[Records from a data collection]
******************************
PR #4361, opened 2023-03-27
Move display impls to debug

sdankel:
## Checklist

### DIFF
--- a/sway-core/src/type_system/info.rs
+++ b/sway-core/src/type_system/info.rs
@@ -411,7 +411,7 @@ impl OrdWithEngines for TypeInfo {
     }
 }
 
-impl DisplayWithEngines for TypeInfo {
+impl DebugWithEngines for TypeInfo {
     fn fmt(&self, f: &mut fmt::Formatter<'_>, engines: Engines<'_>) -> fmt::Result {
         use TypeInfo::*;
         let s = match self {
@@ -434,7 +434,7 @@ impl DisplayWithEngines for TypeInfo {
             Tuple(fields) => {
                 let field_strs = fields
                     .iter()
-                    .map(|field| engines.help_out(field).to_string())
+                    .map(|field| format!("{:?}", engines.help_out(field)))
                     .collect::<Vec<String>>();
                 format!("({})", field_strs.join(", "))
             }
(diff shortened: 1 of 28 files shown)


sway-core/src/type_system/info.rs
******************************
- _WHAT IS EXPECTED_
What must be returned is the line with "DebugWithEngines for TypeInfo" plus every line after it to the end of the entries, exactly as they appear.

- _OUTPUT BELOW_
+impl DebugWithEngines for TypeInfo {
     fn fmt(&self, f: &mut fmt::Formatter<'_>, engines: Engines<'_>) -> fmt::Result {
         use TypeInfo::*;
         let s = match self {
@@ -434,7 +434,7 @@ impl DisplayWithEngines for TypeInfo {
             Tuple(fields) => {
                 let field_strs = fields
                     .iter()
-                    .map(|field| engines.help_out(field).to_string())
+                    .map(|field| format!("{:?}", engines.help_out(field)))
                     .collect::<Vec<String>>();
                 format!("({})", field_strs.join(", "))
             }
(diff shortened: 1 of 28 files shown)


sway-core/src/type_system/info.rs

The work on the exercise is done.